The sentence offered was exactly 6 months. So it was quite as low as 6 months.
It was 6 months.

Suicide is not an understandable outcome. It was rash, irrational and
abnormal. There is nothing more to discuss. You are simply wrong. the best
part is, you _know_ it as well. We both know you know it.

You showed me two cases where it happened. I can show you over 100,000 cases
this year where it didn't happen. I can show you millions of cases where it
didn't happen. I can show you 10's of millions of cases where it didn't
happen. Literally, every single prisoner in prison didn't kill themselves.
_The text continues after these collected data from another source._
PR #5949, opened 2025-08-22
LibWeb: Fix pathological border-radius normalization artifacts

dan-v:
When extreme border-radius values are normalized, they can result in asymmetric values causing rendering artifacts where triangular slices appear instead of the expected border.

Fix by detecting these cases and forcing square corners as a fallback.

> before (current master)
Screenshot 2025-08-21 at 10 30 25 PM

> before with fix from #5936 
Screenshot 2025-08-21 at 10 32 24 PM

> after
Screenshot 2025-08-21 at 10 29 20 PM

### DIFF
--- a/Libraries/LibWeb/Painting/Paintable.cpp
+++ b/Libraries/LibWeb/Painting/Paintable.cpp
@@ -264,6 +264,16 @@ Painting::BorderRadiiData normalize_border_radii_data(Layout::Node const& node, 
         }
     }
 
+    // Sanity check: If normalization resulted in pathological asymmetric values,
+    // zero out the border radius to force square corners
+    for (auto* corner : { &radii_px.top_left, &radii_px.top_right, &radii_px.bottom_right, &radii_px.bottom_left }) {
+        bool has_extreme_asymmetry = (corner->horizontal_radius > rect.width() / 4 && corner->vertical_radius < 1) || (corner->vertical_radius > rect.height() / 4 && corner->horizontal_radius < 1);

[http://news.bbc.co.uk/1/shared/spl/hi/uk/06/prisons/html/nn2...](http://news.bbc.co.uk/1/shared/spl/hi/uk/06/prisons/html/nn2page1.stm)

------
thrush
I've just watched this with my roommates, and I think we're in consensus that
Aaron's beliefs, to make the Public Domain actually public and universally
share information so that we may be push forward the progress of humanity, are
undoubtedly correct.

What I would like to know at this time is how to make Aaron's beliefs a
reality. What can I do? What can my roommates do? What can anyone do?

Ideally, I also don't think that this is a zero sum game. We can all be
winners. I'd like to believe that we can all be winners.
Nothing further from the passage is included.